Calcutta, March 8: The failure of the West Bengal government to provide adequate infrastructure facilities could force the Oil and Natural Gas Corporation (ONGC) to put its plans of fresh investment in the state on the back burner.
According to petroleum minister Ram Naik, ONGC has already spent over Rs 450 crore in the state over the last 35 years. It is ready to make a fresh investment of Rs 400 crore in the two prospective blocks, one near Digha coast and the other one in the Sunderbans. The company also plans to put in Rs 100 crore in the three blocks of coal bed methane in Bengal.
But, ONGC sources say the lack of proper infrastructure in the state has become a major stumbling block. Chairman Subir Raha today said that the company needs a bridge to be made at Madhokhali, 20 km north of Contai subdivision.

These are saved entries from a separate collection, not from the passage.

Issue #1594, opened 2024-05-21
Changes to permissions


abhasinat:
After user testing, we found this was overwhelming for a user and the additional gallery permission led to negative feedback

**Current permissions flow for a first time user**
Home screen -> AI Camera button -> _camera permissions_ -> AI Camera -> Shutter button -> _Location permissions_ -> _Saving to gallery permissions_ -> _Additional gallery permissions_ -> Suggestions

**Desired permissions flow for a first time user**
Home screen -> AI Camera button -> _camera permissions_ -> AI Camera -> Shutter button -> _read AND write to gallery permission_ -> Suggestions -> "Improve these suggestions by using your location" button -> _location permissions_

### Key changes to make for permissions
- [x] whenever we ask to read OR write to the gallery, ask for a single modal to read AND write to the gallery - this should be the case whether the first permission a user sees is to save to the gallery or upload from the gallery.
- [x] prevent location permissions from automatically triggering on suggestions
- [x] Instead, location permissions should trigger opt-in on suggestions and explore and projects, and any time the user opens the location picker on obs edit
    - [x] On suggestions, the user should see a persistent button that says ["Improve these suggestions by using your location"](https://www.figma.com/design/MChpvx4ZrKEVVwsWKt4lkI/iNaturalist-Mobile-UI-Design?node-id=17975-46329&t=oRoFSIcq98XobLV2-11) if they have not allowed location access. Clicking this should open the location permission gate or location permissions denied screen. (this should be covered by #1592)
    - [x] On explore, when a user is viewing species nearby (the default state), they should see an [opt-in message to allow location access](https://www.figma.com/design/MChpvx4ZrKEVVwsWKt4lkI/iNaturalist-Mobile-UI-Design?node-id=17969-41209&t=oRoFSIcq98XobLV2-11). Clicking this should open the location permission gate or location permissions denied screen.
    - [x] On obs edit, the user will by default see an error state for location that says "add location." [Opening the location picker](https://www.figma.com/design/MChpvx4ZrKEVVwsWKt4lkI/iNaturalist-Mobile-UI-Design?node-id=707-8217&t=oRoFSIcq98XobLV2-11) on obs edit when a user has not allowed location should open the location permission gate or location permissions denied screen.
    - [x] On any map screen (including explore map, taxon detail map, obs detail map) whenever a user clicks the "current location" button, the location permission gate or location permissions denied screen.
[...]

PR #1680, opened 2024-06-17
Close #1612 - permission handling in relation to denying gallery access

### LINKED ISSUE #1612: Gallery permissions can't be granted after initial denial
**Describe the bug**
If a user denies gallery access by selecting "keep add only," they won't be able to use the gallery at all later.

**To Reproduce**
1. Install a new build
2. Press the AI camera button
3. Allow camera access
4. Take a photo
5. Allow location access while using app
6. Allow to save photos to gallery
7. When prompted about photo library access, select “Keep add only”
8. Turn on all observation options
9. Tap gallery
10. Tap “open settings” from “please allow gallery access” screen
11. Tap “Photos” in iNat Next settings
12. See that the only options are “None” or “Add Photos Only”

**Expected behavior**
A user should be able to edit their permissions later in iOS settings.

**Screenshots**
Screenshot 2024-05-29 at 1 19 20 PM

 - Device: iPhone 13 pro
 - OS: 17.4.1

**Additional context**
This probably requires some investigation of what should happen after a user says "keep add only" and maybe more digging into [react-native-permissions](https://github.com/zoontek/react-native-permissions)

budowski:


jtklein (changes requested):
This does not fix the problem. The change on my device is that it asks for the two permissions, read and write, immediately one after the other. If I press "Keep Add Only" on the second permission I still have the same situation when navigating to the Settings app that I can not change the Setting into allowing access to all photos.

jtklein:
#1594 is now completed. So, you can check if this applies at all anymore.

budowski:
Does not happen anymore after refactor work by @jtklein

PR #1717, opened 2024-06-27
#1104 - when searching for taxon, use the general /search endpoint

### LINKED ISSUE #1104: Multiple common names appear differently on TaxonSearch and ObsEdit
**Describe the bug**
When you have multiple common names enabled, they often appear differently on TaxonSearch vs ObsEdit

**To Reproduce**
1. On the web, set your Common Name Lexicon Display Order to match locale first (United States), then Korean: Screenshot 2024-02-01 at 2 06 25 PM
2. In the app, start a new obs w/o evidence
3. Tap the ADD AN ID button
4. Tap the SEARCH FOR A TAXON button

“If the bridge is not constructed, we cannot take the rigs to the spot for exploration. The existing bridge cannot take the load of the heavy equipment and could collapse any day,” he said.
The state government had promised to complete the work on the bridge soon. However, nothing has been done so far, he said.
“I had taken up the matter over three months back and was reassured. But the public works department is yet to do anything about it,” he said.
The bridge needs about Rs 67 lakh for completion and ONGC is ready to pitch in with one-third of the total cost.
Raha made it clear that the company would bring in the rig from Madhya Pradesh only if the bridge was made.
The company has proposed to invest Rs 30 crore initially to start exploration activities in the region.
And if is able to strike potential reserves, the investment will run into several hundreds crores.
Raha said a preliminary study shows the region has potential, but further exploration is needed for confirmation.
The ONGC chairman added that the company would start similar exploration jobs in the Sunderbans next winter if every thing goes in right direction.
Meanwhile, petroleum minister Ram Naik today ruled out imposition of surcharge on oil at the moment.
“There is no question of imposing any war surcharge now,” Naik said.
Asked if the government was toying with the idea of imposing any surcharge on oil if war ultimately broke out, the minister said: “We will cross the bridge when it comes.”